Yarn queues are fundamental units of scheduling computing resources.

The resources obtained by tenants using Yarn queues are dynamic resources. Users can dynamically create and modify the queue quotas and view the status and statistics of the queues.

Resource Pools

Nowadays, enterprise IT systems often face complex cluster environments and diverse upper-layer requirements. For example:

  • Heterogeneous cluster: The computing speed, storage capacity, and network performance of each node in the cluster are different. All the tasks of complex applications need to be properly allocated to each compute node in the cluster based on service requirements.
  • Computing isolation: Data must be shared among multiple departments but computing resources must be distributed onto different compute nodes.

These require that the compute nodes be further partitioned.

Resource pools are used to specify the configuration of dynamic resources. Yarn queues are associated with resource pools for resource allocation and scheduling.

One tenant can have only one default resource pool. Users can be bound to the role of a tenant to use the resources in the resource pool of the tenant. To use resources in multiple resource pools, a user can be bound to roles of multiple tenants.

Scheduling Mechanism

Yarn dynamic resources support label-based scheduling. This policy creates labels for compute nodes (Yarn NodeManagers) and adds the compute nodes with the same label into the same resource pool. Then Yarn dynamically associates the queues with resource pools based on the resource requirements of the queues.

For example, a cluster has more than 40 nodes which are labeled by Normal, HighCPU, HighMEM, or HighIO based on their hardware and network configurations and added into four resource pools, respectively.
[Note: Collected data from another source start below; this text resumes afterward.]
Issue #830, opened 2017-12-14
Definition of `hasProducts` etc are incorrect (or at least mismatched)


peterlefanulumsdaine:
It seems that the definitions of `hasProducts`, `hasFinOrdProducts`, and a few others are incorrect.  They are at least mismatched with the definitions of `hasLims`, `hasEqualizers`, etc.

Specifically, `hasEqualizers` is defined in `CategoryTheory/limits/equalizers.v` as
```
  Definition hasEqualizers : UU := ∏ (y z : C) (f g : y --> z),
      ishinh (Equalizer f g).
```
i.e. “for every pair of arrows, there exists some equalizer”.

On the other hand, `hasProducts` is defined in `CategoryTheory/limits/products.v` by
```
Definition Products := ∏ (ci : ∏ i, C), ProductCone ci.
Definition hasProducts := ishinh Products.
```
i.e. “there exists some function, which for every suitable family of objects gives a product”.

Of these two forms, `hasEqualizers` seems the “correct” one — that is, it corresponds to the standard sense of having (non-chosen) limits of some shape: “for every suitable diagram, there exists some limit”.   (The other form “there exists some function, giving for every suitable diagram a limit” is in general strictly stronger.)

If the maintainers agree that this is not intentional, and that `hasProducts` etc should be fixed to agree with `hasEqualizers` etc, then I will prepare a pull request.

benediktahrens:
Agreed!

Am 14.12.2017 02:26 schrieb "Peter LeFanu Lumsdaine" <
notifications@github.com>:

siddharthist:
At least `hasBinCoproducts` is similarly mismatched, we should probably check all such definitions about having various limits and colimits.

mortberg:
Good catch! I'll fix this

peterlefanulumsdaine:
@mortberg : I had already started preparing a fix for this before I saw your comment above — apologies if you had also been working on this and we have duplicated work!

mortberg:
I'll rebase my PR on top of yours and make a separate one with the cleaning

DanGrayson:
Let's use the "assign" feature of github to advertise the person working to implement the change, to prevent duplication of work.

benediktahrens:
This seems to be resolved, closing.

PR #835, opened 2017-12-14
Fix defs of hasProducts etc, resolving #830

peterlefanulumsdaine:
Mostly just implementing the fix described in #830.  A couple of notes:

- In the fixes, I’ve used the UniCode notation for truncation, i.e. ` ∥ ProductCone ci ∥` not `ishinh (ProductCone ci)` — it seems much more reasonable.  I’ve not however updated the definitions that were already correct (e.g. `hasLims`) to also use the notation.  I can update those as well for consistency if desired.

- I’m think I found all the definitions that need fixing, but it would be good if someone else (Anders?) could also search in case I missed any.


DanGrayson:
lgtm

benediktahrens:
lgtm, to be merged when travis agrees

PR #838, opened 2017-12-14
Clean limits

mortberg:
This is based on https://github.com/UniMath/UniMath/pull/835 so please merge that first.

This PR fixes:
- Remove the prefix (Co)Cone from particular limits ((Bin)(Co)products, etc.) in order to make naming of lemmas and definitions more consistent.
- Add some implicit arguments.
- Use more unicode


peterlefanulumsdaine:
Looks great to me!

DanGrayson:
lgtm

DanGrayson:
Ideally, a PR based on another would not be submitted until the other has been pulled, so the diffs will be relevant.

benediktahrens:
lgtm, to be merged after #835

PR #840, opened 2017-12-15
Poset gives a univalent category.

Chgrau:
If given a preorder over a hSet that is antisymmetric, i.e. a poset, the generated preorder category is univalent.


UniMath/CategoryTheory/categories/preorder_categories.v
```diff
@@ -45,4 +45,46 @@ Defined.
 Definition po_category : category :=
    tpair _ po_precategory po_precategory_has_homsets.
 
-End po_category_def.
\ No newline at end of file
+End po_category_def.
+
+Section poset_univalent_category_def.
+(* A poset is a univalent category *)
```
siddharthist: It is generally a good idea to start comments with `(**` rather than `(*`, because then they show up in the documentation when it is built with `make`.

UniMath/CategoryTheory/categories/preorder_categories.v
```diff
@@ -45,4 +45,46 @@ Defined.
...
+
+Context (POS : Poset).
+
+Definition poset_category : category :=
+  po_category (popair (posetRelation POS) (pr1 (pr2 (pr2 POS)))).
```
benediktahrens: This definition, is it not the same as `po_category`?

Chgrau: I'm not sure I understand the question. The poset_category is defined in terms of po_category, and is the used to refer to that, to avoid write the category in term of po_category each time.

siddharthist: Many structures have what are called "accessor" functions with nicer names so we don't have to write `pr1 (pr2 (pr1 (pr1 ...`. In this case, it looks like there isn't such a function, though, see #841.

UniMath/CategoryTheory/categories/preorder_categories.v
```diff
@@ -45,4 +45,46 @@ Defined.
...
+Lemma poset_category_iso_is_eq {A B : poset_category} (isoAB : iso A B) :
+  A = B.
+Proof.
+  apply (isantisymm_posetRelation POS).
+  apply (morphism_from_iso poset_category A B isoAB).
+  apply (inv_from_iso isoAB).
+Defined.
+
+Lemma poset_category_isweq {A B : poset_category} :
+  isweq (λ p : A = B, idtoiso p).
```
siddharthist: One can eta-reduce this to simply `isweq idtoiso`.

UniMath/CategoryTheory/categories/preorder_categories.v
```diff
@@ -45,4 +45,46 @@ Defined.
...
+    apply setproperty.
+  - intro iso.
+    use eq_iso.
+    apply proofirrelevance.
+    apply propproperty.
+Defined.
+
+Lemma poset_category_is_univalent : is_univalent poset_category.
+  use mk_is_univalent.
+  - intros a b.
```
siddharthist: You can use `intros ? ?.` if you don't use the names again.

benediktahrens:
On 12/15/2017 12:26 PM, Christian Graulund wrote:
> Chgrau commented on this pull request.
> 
> 
> 
>> \ No newline at end of file
> +End po_category_def.
> +
> +Section poset_univalent_category_def.
> +(* A poset is a univalent category *)
> +
> +Context (POS : Poset).
> +
> +Definition poset_category : category :=
> +  po_category (popair (posetRelation POS) (pr1 (pr2 (pr2 POS)))).
> 
> I'm not sure I understand the question. The poset_category is defined in terms of po_category, and is the used to refer to that, to avoid write the category in term of po_category each time.
> 


I am suggesting proving the lemma that I wrote down, and use that to 
give the map from posets to univalent categories.

The lemma says a bit more than what there is right now.

Chgrau:
One comment to the above is that we also require that the relation is over a hSet. So it is not enough that G is antisymm. Using Poset captures both of these notion. I am not sure if:

    is_univalent (po_category (hrel X) ) -> is_antisymmetric (hrel X) /\ isaset(X).

is true.

UniMath/CategoryTheory/categories/preorder_categories.v
Chgrau: Coq cant infer the category if I do this. Is there someway around this?

siddharthist: It might be the case that idtoiso takes implicit arguments, in which case you can prefix it with an `@` and provide them. However, I also think this is an OK way to do it.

Table 1 describes the performance of each node in the resource pool.

Table 1 Performance of each node in a resource pool

Label

Number of Nodes

Hardware and Network Configuration

Added To

Associated With

Normal

10

General

Resource pool A

Common queue

HighCPU

10

High-performance CPU

Resource pool B

Computing-intensive queue

HighMEM

10

Large memory

Resource pool C

Memory-intensive queue

HighIO

10

High-performance network

Resource pool D

I/O-intensive queue

A queue can use only the compute nodes in its associated resource pool.

  • A common queue is associated with resource pool A and uses Normal nodes with general hardware and network configurations.
  • A computing-intensive queue is associated with resource pool B and uses HighCPU nodes with high-performance CPUs.
  • A memory-intensive queue is associated with resource pool C and uses HighMEM nodes with large memory.
  • An I/O-intensive queue is associated with resource pool C and uses HighIO nodes with high-performance network.

Yarn queues are associated with specified resource pools to efficiently utilize resources in resource pools and maximize node performance.

FusionInsight Manager supports a maximum of 50 resource pools. The system has a default resource pool.

Schedulers

By default, the Superior scheduler is enabled for the MRS cluster.

  • The Superior scheduler is an enhanced version and named after the Lake Superior, indicating that the scheduler can manage a large amount of data.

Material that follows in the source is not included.